In an increasingly competitive and fast-changing funding landscape, endowment support gives researchers both flexibility and stability to innovate, collaborate across disciplines, and stay focused on work that advances knowledge and improves people’s lives.

Advancing Health Care and Community Well-Being

Roughly 40% of Emory’s endowment is dedicated to supporting health care and the health sciences. These funds advance the mission of Emory School of Medicine, Rollins School of Public Health, Nell Hodgson Woodruff School of Nursing, and Emory Healthcare, the state’s premier academic medical center and one of the most comprehensive health care systems in the Southeast.

The endowment allows Emory to deliver world-class health care, expand access to clinical trials, train a new generation of physicians and nurses, and operate a growing network of community hospitals and clinics that reach far beyond our academic campus. In short, this foundational funding saves lives every day.

Whether funding scholarships for nursing students, supporting public health research in rural Georgia, or enabling our faculty physicians to lead clinical innovation, the endowment ensures Emory can continue to meet the region’s needs while setting a national standard for care, discovery, and excellence.

How Endowments Work

Despite these benefits, endowments are often misunderstood. One common misconception is that a university’s endowment is a single pot of money that can be freely drawn upon whenever needed. In reality, Emory’s endowment is composed of more than 2,400 individual funds, most created by donors and legally designated for specific purposes—scholarships, professorships, research, student support, increased health care access, community partnerships, and more.

The university invests the principal of each fund and spends a small portion of the earnings each year, typically around 5%, to support the donors’ intent. The rest remains invested to ensure the gift can support Emory’s mission in perpetuity. This disciplined, long-term strategy allows the university to deliver consistent impact while safeguarding the resources entrusted to us.

A Tax with Real Consequences

In 2017, Congress imposed an excise tax on the net investment income of a small group of private universities, often referred to as the “endowment tax.” Emory currently pays a 1.4% tax on investment income, which equated to approximately $9 million last year.

Under the new budget bill that recently passed in Congress, Emory’s net investment income excise tax is projected to increase. If we fall in the 4% bracket as we anticipate, Emory’s annual tax obligation would jump three-fold.

The tax would reduce the dollars available for scholarships, research, and patient care. It would mean fewer resources to support students who depend on financial aid. Fewer investments in medical discovery. Less flexibility to provide the highest-quality health care in every corner of the state. This isn’t about dollars for their own sake. It’s about what those dollars actually do. At Emory, what they do is substantial and life-changing.

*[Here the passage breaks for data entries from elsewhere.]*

Issue #44, opened 2022-06-14
Add multi-pubkey return support for the authorize method


sdlaver:
**Spec**
- [ ] Update `sign_and_send_transactions`, `sign_transactions`, and `sign_messages` to accept an `account` param.

**Fakewallet**
- [ ] Allow user to choose addresses to share with the dApp during `authorize`

**JavaScript protocol**
- [x] Augment `signMessages` to accept `addresses` param
  https://github.com/solana-mobile/mobile-wallet-adapter/pull/176
* ~Augment `signTransactions` to accept `address` param~ Now inferred from transaction.
* ~Augment `signAndSendTransactions` to accept `address` param~ Now inferred from transaction.

**React Native Example App**
- [X] Show dropdown selector when more than one pubkey
       #173
- [x] Update calls to protocol API to specify the address that should sign
   https://github.com/solana-mobile/mobile-wallet-adapter/pull/176

**JavaScript `wallet-adapter-mobile` plugin**
- [x] Offer way for dApps to inject an address chooser method
        #171

**Mobile web example app**
- [ ] Use address chooser to present an address selection UI to users

PR #173, opened 2022-07-27
Offer menu to select address when more than one are authorized (React Native app)

steveluscher:
When the `authorize` or `reauthorize` methods return more than one address, offer a menu to switch the active address.

https://user-images.githubusercontent.com/13243/181186391-8cfde9e2-8c66-4315-a9e7-d6c1bcc06def.mov

Addresses #44.


steveluscher:
Ignore the first two commits; they're from #176.

sdlaver (approved):

Issue #175, opened 2022-07-27
The sign_messages method should accept an address parameter


sdlaver:
This aligns with the spec changes from #111

PR #176, opened 2022-07-27
Thread the currently selected address through to each `signMessages` call

steveluscher:
#### Problem

Unlike transactions, from which the requisite signer can be _inferred_, when we call methods like `signMessages` we have to _tell_ the wallet which authorized address we would like to sign the message with.

#### Summary of changes

* Added an `address` param to the `signMessages` API of the JavaScript protocol implementation.
* Updated the JavaScript example apps to supply `account` to `signMessages()`.

Addresses #175.

### DIFF
--- a/examples/example-react-native-app/utils/useAuthorization.tsx
+++ b/examples/example-react-native-app/utils/useAuthorization.tsx
@@ -11,24 +11,30 @@ import {toUint8Array} from 'js-base64';
 import {useCallback} from 'react';
 import useSWR from 'swr';
 
+type Account = Readonly<{
+  address: Base64EncodedAddress;
+  publicKey: PublicKey;
+}>;
+
 const STORAGE_KEY = 'cachedAuthorization';
 
 function getDataFromAuthorizationResult(
   authorizationResult: AuthorizationResult,
 ) {
   return {
+    account: getAccountFromAuthorizationResult(authorizationResult),
     authorization: authorizationResult,
-    publicKey: getPublicKeyFromAuthorizationResult(authorizationResult),
   };
 }
 
-function getPublicKeyFromAuthorizationResult(
+function getAccountFromAuthorizationResult(
   authorizationResult: AuthorizationResult,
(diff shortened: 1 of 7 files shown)


js/packages/wallet-adapter-mobile/src/adapter.ts
```diff
@@ -190,6 +192,7 @@ export class SolanaMobileWalletAdapter extends BaseMessageSignerWalletAdapter {
         this._authorizationResultCache.clear(); // TODO: Evaluate whether there's any threat to not `awaiting` this expression
         delete this._authorizationResult;
         delete this._publicKey;
+        delete this._selectedAddress;
```
steveluscher, line 195: Sneaking this unrelated change in here.

examples/example-react-native-app/utils/useAuthorization.tsx
```diff
@@ -11,24 +11,30 @@ import {toUint8Array} from 'js-base64';
 import {useCallback} from 'react';
 import useSWR from 'swr';
 
+type Account = Readonly<{
```
sdlaver, line 14: Can you elaborate on the thinking behind this type? From a chain-agnostic POV, it makes sense; addresses and public keys aren't necessarily the same. However, this is in a Solana network example, where we can safely make that assumption. I'm not opposed to it, since it does encode a valuable distinction in an example that is likely to be copied and reused, just curious to hear your thinking.

steveluscher: For sure!

At some point, this app is going to need to call `signMessage` and when it does, the API will demand that it specifies an `account`. If I throw away the base64 encoded account string, I’ll need to reconstruct it from the pubkey later.

Secondly: at some point the user will switch accounts using a combo box. If I’ve thrown away the base64 encoded account strings, I’ll have to reconstruct the selected one from the pubkey in order to make the choice of account to switch to.

sdlaver (approved):

PR #177, opened 2022-07-28
Initial implementation of client-ktx sample app

creativedrewy:
[kotlin.webm](https://user-images.githubusercontent.com/2018851/181635816-2320c0b0-7434-4a7b-8e83-d6f7b7088508.webm)

### DIFF
--- a/examples/example-clientlib-ktx-app/app/src/main/java/com/solanamobile/ktxclientsample/viewmodel/SampleViewModel.kt
+++ b/examples/example-clientlib-ktx-app/app/src/main/java/com/solanamobile/ktxclientsample/viewmodel/SampleViewModel.kt
@@ -1,16 +1,12 @@
 package com.solanamobile.ktxclientsample.viewmodel
 
 import android.net.Uri
-import android.util.Log
 import androidx.lifecycle.ViewModel
 import androidx.lifecycle.viewModelScope
-import com.solana.Solana
-import com.solana.api.requestAirdrop
 import com.solana.core.PublicKey
 import com.solana.mobilewalletadapter.clientlib.ActivityResultSender
 import com.solana.mobilewalletadapter.clientlib.MobileWalletAdapter
-import com.solana.networking.NetworkingRouter
-import com.solana.networking.RPCEndpoint
+import com.solanamobile.ktxclientsample.usecase.SolanaRpcUseCase
 import dagger.hilt.android.lifecycle.HiltViewModel
 import kotlinx.coroutines.flow.MutableStateFlow
 import kotlinx.coroutines.flow.StateFlow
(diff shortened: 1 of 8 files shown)


examples/example-clientlib-ktx-app/app/src/main/java/com/solanamobile/ktxclientsample/viewmodel/SampleViewModel.kt
```diff
@@ -3,41 +3,172 @@ package com.solanamobile.ktxclientsample.viewmodel
...
+        val connection = persistanceUseCase.getWalletConnection()
+        if (connection is Connected) {
+            _state.value.copy(
+                isLoading = true,
+                canTransact = true,
+                userAddress = connection.publickKey.toBase58()
+            ).updateViewState()
+
+            viewModelScope.launch {
+                val balance = solanaRpcUseCase.getBalance(connection.publickKey)
```
creativedrewy, line 64: Decided against persisting sol balance, favoring querying it live.

examples/example-clientlib-ktx-app/app/src/main/java/com/solanamobile/ktxclientsample/viewmodel/SampleViewModel.kt
```diff
@@ -3,41 +3,172 @@ package com.solanamobile.ktxclientsample.viewmodel
...
+    }
+
+    fun addFunds(sender: ActivityResultSender) {
         viewModelScope.launch {
-            walletAdapter.transact(sender) {
-                val result = authorize(Uri.parse("https://solana.com"), Uri.parse("favicon.ico"), "Solana")
+            val conn = persistanceUseCase.getWalletConnection()
+
+            val currentConn = walletAdapter.transact(sender) {
+                when (conn) {
```
creativedrewy, line 79: Not handled by either of these cases: when the wallet tells us it's time to authorize fresh.

examples/example-clientlib-ktx-app/app/src/main/java/com/solanamobile/ktxclientsample/viewmodel/SampleViewModel.kt
```diff
@@ -3,41 +3,172 @@ package com.solanamobile.ktxclientsample.viewmodel
...
+
+                val tx = Transaction()
+                tx.add(MemoProgram.writeUtf8(conn.publickKey, memoText))
+                tx.setRecentBlockHash(blockHash!!)
+                tx.feePayer = conn.publickKey
+
+                val bytes = tx.serialize(SerializeConfig(requireAllSignatures = false))
+
+                val result = walletAdapter.transact(sender) {
+                    reauthorize(solanaUri, iconUri, identityName, conn.authToken)
```
creativedrewy, line 139: The user won't be able to select this option until after they have authorized, so that's why we are assuming reauth. But like above, what's not handled is if the wallet tells us the token is invalid. Now I'm wondering too if I need to re-persist what is returned from reauthorize...

PR #183, opened 2022-07-29
sign_messages should accept multiple addresses for signing

### LINKED ISSUE #175: The sign_messages method should accept an address parameter

### LINKED ISSUE #178: sign_messages should allow signing with multiple addresses (parity of behavior with sign_transactions)

sdlaver:
Fixes #175
Fixes #178

### DIFF
--- a/examples/example-react-native-app/components/SignMessageButton.tsx
+++ b/examples/example-react-native-app/components/SignMessageButton.tsx
@@ -27,11 +27,12 @@ export default function SignMessageButton({children, message}: Props) {
       const [signature] = await transact(async wallet => {
         const freshAccount = await authorizeSession(wallet);
         return await wallet.signMessages({
-          address:
+          addresses: [
             // Either the address that was already selected when this method was called...
             selectedAccount?.address ??
             // ...or the newly authorized address
-            freshAccount.address,
+            freshAccount.address
+          ],
           payloads: [buffer],
         });
       });
--- a/js/packages/mobile-wallet-adapter-protocol-web3js/src/transact.ts
+++ b/js/packages/mobile-wallet-adapter-protocol-web3js/src/transact.ts
@@ -27,7 +27,7 @@ interface Web3SignTransactionsAPI {
 }
 
 interface Web3SignMessagesAPI {
-    signMessages(params: { address: Base64EncodedAddress; payloads: Uint8Array[] }): Promise<Uint8Array[]>;
+    signMessages(params: { addresses: Base64EncodedAddress[]; payloads: Uint8Array[] }): Promise<Uint8Array[]>;
 }
 
 export interface Web3MobileWallet
--- a/js/packages/mobile-wallet-adapter-protocol/src/types.ts
+++ b/js/packages/mobile-wallet-adapter-protocol/src/types.ts
@@ -63,7 +63,7 @@ export interface ReauthorizeAPI {
 }
 export interface SignMessagesAPI {
     signMessages(params: {
-        address: Base64EncodedAddress;
+        addresses: Base64EncodedAddress[];
         payloads: Base64EncodedMessage[];
     }): Promise<Readonly<{ signed_payloads: Base64EncodedSignedMessage[] }>>;
 }
--- a/js/packages/wallet-adapter-mobile/src/adapter.ts
+++ b/js/packages/wallet-adapter-mobile/src/adapter.ts
@@ -269,7 +269,7 @@ export class SolanaMobileWalletAdapter extends BaseMessageSignerWalletAdapter {
                 return await this.transact(async (wallet) => {
                     await this.performReauthorization(wallet, authToken);
                     const [signedMessage] = await wallet.signMessages({
-                        address: selectedAddress,
+                        addresses: [selectedAddress],
                         payloads: [message],
                     });
                     const signature = signedMessage.slice(-SIGNATURE_LENGTH_IN_BYTES);
--- a/android/clientlib-ktx/src/main/java/com/solana/mobilewalletadapter/clientlib/AdapterOperations.kt
+++ b/android/clientlib-ktx/src/main/java/com/solana/mobilewalletadapter/clientlib/AdapterOperations.kt
@@ -8,7 +8,7 @@ interface AdapterOperations {
     suspend fun reauthorize(identityUri: Uri, iconUri: Uri, identityName: String, authToken: String): MobileWalletAdapterClient.AuthorizationResult
     suspend fun deauthorize(authToken: String)
     suspend fun getCapabilities(): MobileWalletAdapterClient.GetCapabilitiesResult
-    suspend fun signMessages(transactions: Array<ByteArray>): MobileWalletAdapterClient.SignPayloadsResult
+    suspend fun signMessages(messages: Array<ByteArray>, addresses: Array<ByteArray>): MobileWalletAdapterClient.SignPayloadsResult
     suspend fun signTransactions(transactions: Array<ByteArray>): MobileWalletAdapterClient.SignPayloadsResult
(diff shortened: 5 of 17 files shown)


sdlaver:
@steveluscher some minor TS updates in this PR

js/packages/wallet-adapter-mobile/src/adapter.ts
```diff
@@ -269,7 +269,7 @@ export class SolanaMobileWalletAdapter extends BaseMessageSignerWalletAdapter {
                 return await this.transact(async (wallet) => {
                     await this.performReauthorization(wallet, authToken);
                     const [signedMessage] = await wallet.signMessages({
-                        address: selectedAddress,
+                        addresses: [selectedAddress],
                         payloads: [message],
                     });
```
steveluscher, line 274: This now returns a list of a list of signed messages, right?

```typescript
const [[signedMessage]] = await /* ... */
```

js/packages/mobile-wallet-adapter-protocol-web3js/src/transact.ts
```diff
@@ -27,7 +27,7 @@ interface Web3SignTransactionsAPI {
 }
 
 interface Web3SignMessagesAPI {
-    signMessages(params: { address: Base64EncodedAddress; payloads: Uint8Array[] }): Promise<Uint8Array[]>;
+    signMessages(params: { addresses: Base64EncodedAddress[]; payloads: Uint8Array[] }): Promise<Uint8Array[]>;
```
steveluscher, line 30: Now this has to return a list of signature arrays, right?

```typescript
Promise<Uint8Array[][]>;
```

js/packages/mobile-wallet-adapter-protocol/src/types.ts
```diff
@@ -63,7 +63,7 @@ export interface ReauthorizeAPI {
 }
 export interface SignMessagesAPI {
     signMessages(params: {
-        address: Base64EncodedAddress;
+        addresses: Base64EncodedAddress[];
         payloads: Base64EncodedMessage[];
     }): Promise<Readonly<{ signed_payloads: Base64EncodedSignedMessage[] }>>;
```
steveluscher, line 68: Now this has to return a list of a list of signed messages, right?

```typescript
Promise<Readonly<{ signed_payloads: Base64EncodedSignedMessage[][] }>>;
```

examples/example-react-native-app/components/SignMessageButton.tsx
```diff
@@ -27,11 +27,12 @@ export default function SignMessageButton({children, message}: Props) {
       const [signature] = await transact(async wallet => {
```
steveluscher, line 27: This now returns a list of a list of signatures, right?

```typescript
const [[signature]] = await transact(async wallet => {
```

steveluscher (changes requested):
I imagine that `SignPayloadsResult` probably suffers the same type mismatch now, where it needs to return an array of an array of signed payloads.

I don't know if we should consider going as far as to change the API to return:

```
type Base64SignedMessage = string;
type SignedPayloadsForAddresses = Base64SignedMessage[];
type SignResult = Readonly<{
  signed_payloads_for_addresses: SignedPayloadsForAddresses[],
}>;
```

js/packages/mobile-wallet-adapter-protocol-web3js/src/transact.ts
sdlaver: `Uint8Array[]`

TS syntax question: is this an array of uint8, or an array of uint8array?

sdlaver: If it's the latter, then this returns an array of signed messages (where each message may have several signatures appended)

steveluscher: `Array<Uint8Array>` and `Uint8Array[]` are synonyms. Those are arrays of `Uint8Array` instances.

Still, when we add multi-address signing, we need to end up in this scenario:

```
const foo = signMessages({addresses: [A,B,C], payloads: [Uint8Array([1]), Uint8Array([2]), Uint8Array([3])]);
console.log(foo);
```

```
[
  [signatureOfPayload1ByAddressA, signatureOfPayload1ByAddressB, signatureOfPayload1ByAddressC],
  [signatureOfPayload2ByAddressA, signatureOfPayload2ByAddressB, signatureOfPayload2ByAddressC],
  [signatureOfPayload3ByAddressA, signatureOfPayload3ByAddressB, signatureOfPayload3ByAddressC],
]
```

That's a `Uint8Array[][]` or synonymously an `Array<Array<Uint8Array>>`.

steveluscher: This is also just an opinion. You could equally argue for:

```
[
  [signatureOfPayload1ByAddressA, signatureOfPayload2ByAddressA, signatureOfPayload3ByAddressA],
  [signatureOfPayload1ByAddressB, signatureOfPayload2ByAddressB, signatureOfPayload3ByAddressB],
  [signatureOfPayload1ByAddressC, signatureOfPayload2ByAddressC, signatureOfPayload3ByAddressC],
]
```

But still the type is `UintArray[][]`.

sdlaver: Ah, I see now. This RPC method does not return signatures though; it returns the signed payload. This would be [`message1 || sigA || sigB || ... || sigN`, `message2 || sigA || sigB || ... || sigN`, ...]

steveluscher: Alternative API: `Readonly<{[address: Base64EncodedAddress]: Uint8Array[]}>`

```
{
  A: [payload1SignatureByAddressA, payload2SignatureByAddressA, payload3SignatureByAddressA],
  B: [payload1SignatureByAddressB, payload2SignatureByAddressB, payload3SignatureByAddressB],
  C: [payload1SignatureByAddressC, payload2SignatureByAddressC, payload3SignatureByAddressC],
}
```

sdlaver: We had spec'ed it out the current way to allow for the wallets and/or chain-specific extensions to specify how signatures are attached to messages. For eg, the message may need to be modified to add a domain prefix, wrapped in a PKCS#7 wrapper, etc.

jordansexton: > This RPC method does not return signatures though; it returns the signed payload.

Ah, good point. This keeps the return types a bit more consistent with signed transactions.

steveluscher: > This RPC method does not return signatures though; it returns the signed payload

Right right. Getting it mixed up with `@solana/wallet-adapter` which does return just the signature.

steveluscher: Oof. OK, I remember having a conversation with one of you that went something like ‘does `signMessages` return `sign(sign(message, A), B)` or `[sign(message, A), sign(message, B)]` and I recall the answer was the latter.

¯\_(°ペ)_/¯

steveluscher (approved):

js/packages/mobile-wallet-adapter-protocol-web3js/src/transact.ts
jordansexton: `signMessage` and `signTransaction` work the same way -- all signers sign the same payload, and have their signatures added to the return. Each signature is independent.

steveluscher: I think the problem with this conversation thread is that when you say ‘`signMessages` does…’ you have to specify whether you mean `wallet-adapter` or `mobile-wallet-adapter-protocol` because right now those two do different things.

Our Commitment and a Shared Responsibility

Working at Emory, we’ve seen lives transformed, families uplifted, and communities strengthened. And we’ve seen how endowments, when carefully stewarded and transparently managed, can transform generosity into enduring, tangible results.

Endowments are not idle reserves. They are purpose-driven investments in students, teachers, research teams, patients, health care providers, and community members. When a nonprofit private university is taxed, the people who suffer are those we serve.

Behind every endowed dollar is a student gaining access to opportunity. A researcher pushing the boundaries of knowledge. A patient receiving care unavailable elsewhere. And those things are worth protecting.